Objective: Evaluation of the Dutch national screening programme for phenylketonuria (PKU).
Design: Descriptive.
Setting: Nationwide.
Methods: Data on the screening were obtained from the laboratories, from the registration offices of vaccination and screening results and from the paediatricians to whom infants with positive screening values were referred, during the period from September 1st, 1974 to December 31st, 1993.

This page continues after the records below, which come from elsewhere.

PR #4731, opened 2020-03-16
Parallelize clang-tidy runs

abadams:
Using a script provided by llvm. This makes it way faster to clang-tidy a branch before opening a PR.

### DIFF
--- a/Makefile
+++ b/Makefile
@@ -2298,23 +2298,37 @@ $(BIN_DIR)/HalideTraceDump: $(ROOT_DIR)/util/HalideTraceDump.cpp $(ROOT_DIR)/uti
 format:
 	find "${ROOT_DIR}/apps" "${ROOT_DIR}/src" "${ROOT_DIR}/tools" "${ROOT_DIR}/test" "${ROOT_DIR}/util" "${ROOT_DIR}/python_bindings" -name *.cpp -o -name *.h -o -name *.c | xargs ${CLANG}-format -i -style=file
 
-# Run clang-tidy on the core source files
+# run-clang-tidy.py is a script that comes with LLVM for running clang
+# tidy in parallel. Assume it's in the standard install path relative to clang.
+RUN_CLANG_TIDY ?= $(shell dirname $(CLANG))/../share/clang/run-clang-tidy.py
+
+# Run clang-tidy on everything in src/. In future we may increase this
+# surface. Not doing it for now because things outside src are not
+# performance-critical.
+CLANG_TIDY_TARGETS= $(addprefix $(SRC_DIR)/,$(SOURCE_FILES))
+
+INVOKE_CLANG_TIDY ?= $(RUN_CLANG_TIDY) -p $(BUILD_DIR) $(CLANG_TIDY_TARGETS) -clang-tidy-binary $(CLANG)-tidy -clang-apply-replacements-binary $(CLANG)-apply-replacements -quiet
+
 $(BUILD_DIR)/compile_commands.json:
+	mkdir -p $(BUILD_DIR)
 	echo '[' >> $@
-	BD=$(realpath $(BUILD_DIR)); \
-	SD=$(realpath $(SRC_DIR)); \
+	BD=$$(realpath $(BUILD_DIR)); \
+	SD=$$(realpath $(SRC_DIR)); \
+	ID=$$(realpath $(INCLUDE_DIR)); \
 	for S in $(SOURCE_FILES); do \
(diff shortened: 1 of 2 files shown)


steven-johnson:
On my Mac, `make clang-tidy-fix` fails with `/Users/srj/llvm-trunk-install/bin/../share/clang/run-clang-tidy.py: No such file or directory`

abadams:
Does /Users/srj/llvm-trunk-install/bin/clang-tidy exist for you? On top of the instructions in the readme I think you need to do a make install and enable the clang-tools-extra project.

steven-johnson:
> Does /Users/srj/llvm-trunk-install/bin/clang-tidy exist for you? On top of the instructions in the readme I think you need to do a make install and enable the clang-tools-extra project.

Nope. We should add that to the README.

abadams:
Done.

steven-johnson:
After doing that, I now can run it on OSX, but it is unable to find ~any of the system <includes>, e.g.  `/Users/srj/GitHub/Halide/src/IR.h:8:10: error: 'string' file not found [clang-diagnostic-error] #include <string>`

steven-johnson:
I also get a number of warnings of the form 

```
/Users/srj/GitHub/Halide/src/IR.h:666:68: error: the parameter 'param' is copied for each invocation but only used as a const reference; consider making it a const reference [performance-unnecessary-value-param,-warnings-as-errors]
    static Expr make(Type type, const std::string &name, Parameter param) {
```

abadams:
Can you try adding libcxx;libcxxabi to the list of enabled projects? For this to work you need to be able to actually compile c++ with the llvm that you built.

Those warnings sound like things that should be fixed. Not sure why I don't get them with my clang-tidy.

steven-johnson:
> libcxx;libcxxabi

Trying now, but FWIW, that adds a *lot* to the build (> 1000 files). 

Since clang-tidy might be available in prebuilt form, it might be worth smartening our script to do something like:
(1) if $CLANG_TIDY is defined, use that
(2) else, if `which clang-tidy` reports it is available, use that
(3) else, use the logic based on $LLVM_CONFIG that we do now

(AFAICT, Homebrew doesn't offer a clang-tidy formula on Mac, but the prebuilts you can download include it)

abadams:
I think the Makefile is already smart in that way. For any complete llvm install, prebuilt or not, setting LLVM_CONFIG correctly will find the rest of it. It sounds like to run clang-tidy you need a more complete llvm install than you currently have? Or maybe the homebrew prebuilt is only a partial build of llvm? 

The default value of RUN_CLANG_TIDY points to llvm's standard install location for run-clang-tidy.py using the location of CLANG, which comes from querying llvm-config where to look.

steven-johnson:
> I think the Makefile is already smart in that way. For any complete llvm install, prebuilt or not, setting LLVM_CONFIG correctly will find the rest of it. It sounds like to run clang-tidy you need a more complete llvm install than you currently have? Or maybe the homebrew prebuilt is only a partial build of llvm?
> 
> The default value of RUN_CLANG_TIDY points to llvm's standard install location for run-clang-tidy.py using the location of CLANG, which comes from querying llvm-config where to look.

I'm building from scratch, with `LLVM_ENABLE_PROJECTS="clang;lld;clang-tools-extra"`  (still rebuilding the libcxx stuff)

steven-johnson:
(FWIW: I never bothered trying `make clang-tidy` locally before now anyway, so it was likely broken already, and I will probably rely on the presubmit checks anyway most of the time. That said, might as well figure out the failure modes while we are here.)

abadams:
Yeah, I'm assuming this PR doesn't actually change the requirements for you. If  run-clang-tidy.py doesn't work then probably clang-tidy didn't either.

steven-johnson:
FYI: after rebuilding llvm with the libcxx;libcxxabi projects enabled, `make clang-tidy` is unchanged for me on this branch (still can't find system headers).

FYI #2: on the master branch, `make clang-tidy` just fails outright for me like so:

```
echo '[' >> bin/build/compile_commands.json
bash: bin/build/compile_commands.json: No such file or directory
make: *** [bin/build/compile_commands.json] Error 1
```

so, I guess this is a net improvement? Something is wonky but fine with me to land if you like.

abadams:
master is missing a key mkdir. It would be interesting to know if clang-tidy works if you manually create bin/build first.

steven-johnson:
(OK to land this without the buildbot testing IMHO)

Results: During the study period 3,481,738 infants were screened in the Netherlands (99.4% of all live births). The sensitivity of the programme was 98%, the specificity 99.99% and the positive predictive value 50%. The prevalence of PKU varied considerably between regions, e.g. from 1:33,600 in Zuid-Holland to 1:8,250 in Limburg (average in the Netherlands 1:18,000). The percentage of patients treated before the age of 22 days was 84% in the period from 1974 to 1988 and 95% in the period from 1989 to 1993 (p = 0.04). Birth weight in patients with PKU was 141 g (95% confidence interval: 66-216) less than the expected birth weight in the Netherlands. Furthermore, a slight growth retardation occurred in the first three years of life in early treated patients. The percentage of patients following special education was twice as high as in the general population (p < 0.001).
Conclusion: The screening procedure for PKU is functioning at a high level. Despite early treatment development of patients with PKU is slightly below normal.